Feature vs. Parameter Spaces

A Match Made in Heaven?

This interactive demo helps you understand why we use mean squared error (or other averages) rather than simple sums of errors in regression problems. More importantly, it illustrates how feature space and parameter space are intrinsically connected through the concept of loss functions. You can interactively adjust model parameters and see how they affect both the model fit and the optimization landscape.


0.00
1.0 20

Error Metrics:

Sum of Errors: 0.00 Mean Error: 0.00 Sum of Squared Errors: 0.00 Mean Squared Error: 0.00

Feature Space

Parameter Space

Why Do We Use Average Errors Instead of Summing?

When evaluating regression models, we typically use averaged error metrics (like Mean Squared Error) rather than simple sums of errors. Here's why:

Sum of Raw Errors Problem:

For raw errors (predicted - actual), positive and negative errors cancel each other out: $$\sum_{i=1}^n (\hat{y}_i - y_i)$$ A model could make huge errors in both directions, but still have a near-zero sum!

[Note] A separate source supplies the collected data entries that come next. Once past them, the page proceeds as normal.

PR #1480, opened 2026-06-05
Conditions with Multiple Options

Scullyon:
Allowing multiple options to be chosen for conditions based on the question types:

- Checklist (AND or OR multiple value options together)
- Autocomplete (OR multiple value options together, AND for negative / NOT conditions)
- Radio (OR multiple value options together, AND for negative / NOT conditions)

This new functionality is backwards compatible with the previous 'single option' only functionality.

I have a file that I can share that helps explain the PR - just ping me for it.

Release order:

- Manager
- Plugin
- Runner

will all need to be updated to include the latest Model from this PR before this is released.

image

image

image

image

image

image

image

image


model/src/form/form-definition/index.ts
```diff
@@ -256,10 +260,20 @@ const conditionListItemRefDataSchemaV2 =
         .error(checkErrors(FormDefinitionError.RefConditionListId)),
       itemId: Joi.string()
         .trim()
-        .required()
-        .description('The id of the list item')
-        .custom(listItemIdValidator)
+        .description('The id of the list item (legacy single selection)')
```
davidjamesstone: I wonder if it's better to alter `itemId` rather than introduce a new `itemsId` field?

Types
--------
`itemId: string | string[]`

Schema
-----------
`itemId: joi.array().items(joi.string().uuid()).single()`

davidjamesstone: By using `joi.array.single()` you can safely treat everything as an array once the data has been validated.

designer/server/src/models/forms/editor-v2/condition-helper.js
```diff
@@ -281,13 +282,62 @@ export function buildConditionsFields(
...
+
+  // Single-answer list questions (radio/autocomplete/select) combine multiple
+  // selections with OR for a positive match, but with AND for an "is not" match
+  // (i.e. the answer must not be any of the selected options).
+  const isAndCombination =
+    conditionType === ConditionType.ListItemRef &&
+    !isCheckboxList &&
+    operatorValue === OperatorName.IsNot
+
   // prettier-ignore
```
davidjamesstone, line 303: Can we avoid ignoring prettier?

designer/server/src/models/forms/editor-v2/condition-helper.js
```diff
@@ -281,13 +282,62 @@ export function buildConditionsFields(
...
   const value = 'operator' in item && component.value && operator?.value
       ? buildValueField(conditionType, idx, item, selectedComponent, definition, validation)
       : undefined
 
   // prettier-ignore
```
davidjamesstone, line 308: Ditto

designer/server/src/models/forms/editor-v2/condition-helper.js
davidjamesstone: I've noticed there are a few other `prettier-ignores` in this repo. I'll create a ticket for the others.

Scullyon: Prettier-ignore are existing, right?

model/src/form/form-definition/index.ts
Scullyon: It's a thought, though could it be confusing having multiple items in a singular ID named property. The rest of the code around this wouldn't change as we'd still need to check everywhere whether it was an array or single item (so the new helper would remain).

Ideally, we'd get rid of the `itmeId` property, but even if we migrated all the forms across all environments, would there be a risk where people already have a downloaded JSON form? Then we'd need some additional logic to auto-migrate any uploaded form.

designer/server/src/models/forms/editor-v2/condition-helper.js
davidjamesstone: Doh!

model/src/form/form-definition/index.ts
davidjamesstone: We have some other areas in code where we use a singular name for something that could be 1 or many so I'm not too worried about that. Personally I think it's cleaner in this scenario rather than introducing a new `itemsId` so if it's not a major PITA to refactor then I'd go with that but maybe ask Alex and Jez too see what they think?

davidjamesstone: Plus, we already have this kind of thing with conditions:

```
export type ConditionValueDataV2 =
  | ConditionListItemRefValueDataV2
  | RelativeDateValueDataV2
  | string
  | boolean
  | number
```

where the `value` could be any one of those shapes above, so extending `itemId` to allow it to be 1 or many kind of works (for me!)

Scullyon: I can update it, it's not a problem and I get the usage of union types in other places. It's more of that having a single item is no longer correct, it should always be an array even if it's just a single item. The only reason for have a singular version is for backwards compatibility, and if someone is editing the JSON, it makes it clear what's to expected. However, it's also not ideal having a deprecated property left either, so there aren't any perfect options either way. I'll push an updated version.

davidjamesstone: Resolved with https://github.com/DEFRA/forms-designer/pull/1480/commits/174d52bb97e3a5f4f1af2b640a2b99dcbbc5f47e

davidjamesstone (approved):

PR #9, opened 2021-06-04
Fix for the ceSimReco crash in recent CI jobs.

kutschke:
Recent Offline CI jobs, for example https://github.com/Mu2e/Offline/pull/474 , have failures in ceSimReco and in cEmix.

This PR fixes the failure in ceSimReco - changes in JobConfig were not propagated to Validation.

I am 99% sure that the crash in ceMix is because the default input filename for the mix-in files is now @nil.  So we need to provide real values in Valication/ceMix.fcl.

I am done for the day and can look at it tomorrow if no one else get's there first.


brownd1978:
The same fix was already merged.

PR #23, opened 2021-06-15
POMS campaign

soleti:
This PR contains:

- The POMS configuration files for the CORSIKA part of the MDC2020 campaign
- The Perl libraries needed by generate_fcl to run on the grid node
- An updated version of the CORSIKA input file with magnetic field updated to 06/01/2024.


brownd1978 (approved):
most of these files were generated, ie not primary sources.  Can they be regenerated from the primary sources?  If so I suggest in future to save just the primary source and any script needed to generate them as opposed to the output itself.

soleti:
Are you referring to the perl libraries? Those are needed because the perl package autodie used by generate_fcl is not available on the worker nodes. The other files were not generated.

brownd1978:
got it.  Thanks for the explanation.
I can see this being a potential maintenance issue.  Maybe we can ask scd to make that module available on the workers.  Lets discuss tomorrow in the meeting.

kutschke:
There are two ways to proceed.  One is to put the perl modules in the container that hosts all of our grid jobs.  The other is UPS.  Both work for me.  My instinct is to pose the problem to them and let them make the call.

Rob

From: David Brown ***@***.***>
Reply-To: Mu2e/Production ***@***.***>
Date: Tuesday, June 15, 2021 at 6:39 PM
To: Mu2e/Production ***@***.***>
Cc: Subscribed ***@***.***>
Subject: Re: [Mu2e/Production] POMS campaign (#23)


got it. Thanks for the explanation.
I can see this being a potential maintenance issue. Maybe we can ask scd to make that module available on the workers. Lets discuss tomorrow in the meeting.

PR #34, opened 2021-06-18
CI test - please ignore

ryuwd:
Manual test to see how FNALbuild deals with repos other than Mu2e/Offline


ryuwd:
FNALbuild is missing some required permissions that need to be granted first

PR #53, opened 2021-07-03
Add splitting steps

brownd1978:


soleti:
Could you also update the JPG and the PDF?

Squared or Absolute Errors:

We often use squared errors or absolute errors to make all errors positive: $$\text{Squared Error: } \sum_{i=1}^n (\hat{y}_i - y_i)^2 \quad \text{or} \quad \text{Absolute Error: } \sum_{i=1}^n |\hat{y}_i - y_i|$$

Why Average (Mean) Instead of Sum?

  1. Scale Invariance: The error sum grows with dataset size, making it difficult to compare models across different-sized datasets.
  2. Interpretation: Means are easier to interpret - they represent the typical error per data point.
  3. Mathematical Properties: For gradient-based optimization, using means introduces a constant factor (1/n) that doesn't change the optimization landscape's shape.

Parameter Space vs. Feature Space

In machine learning, we work in two complementary spaces that are connected through our loss function:

Feature Space: This is where your data lives and where you visualize your model's predictions. For regression, this typically shows input features (x-axis) and output values (y-axis). Each point represents an observation, and the line/curve shows your model's predictions across the input domain.

Parameter Space: This is the space of all possible parameter values for your model.

  • For a constant model: 1-dimensional space (just the constant c)
  • For a linear model: 2-dimensional space (slope m and intercept b)
  • For more complex models: Higher dimensional spaces

The error surface in parameter space shows how the error changes as you vary the model parameters. Each point in parameter space corresponds to a specific model configuration in feature space. The key insight is that certain loss functions (like squared error) create nice, convex error surfaces with a single global minimum, making optimization straightforward.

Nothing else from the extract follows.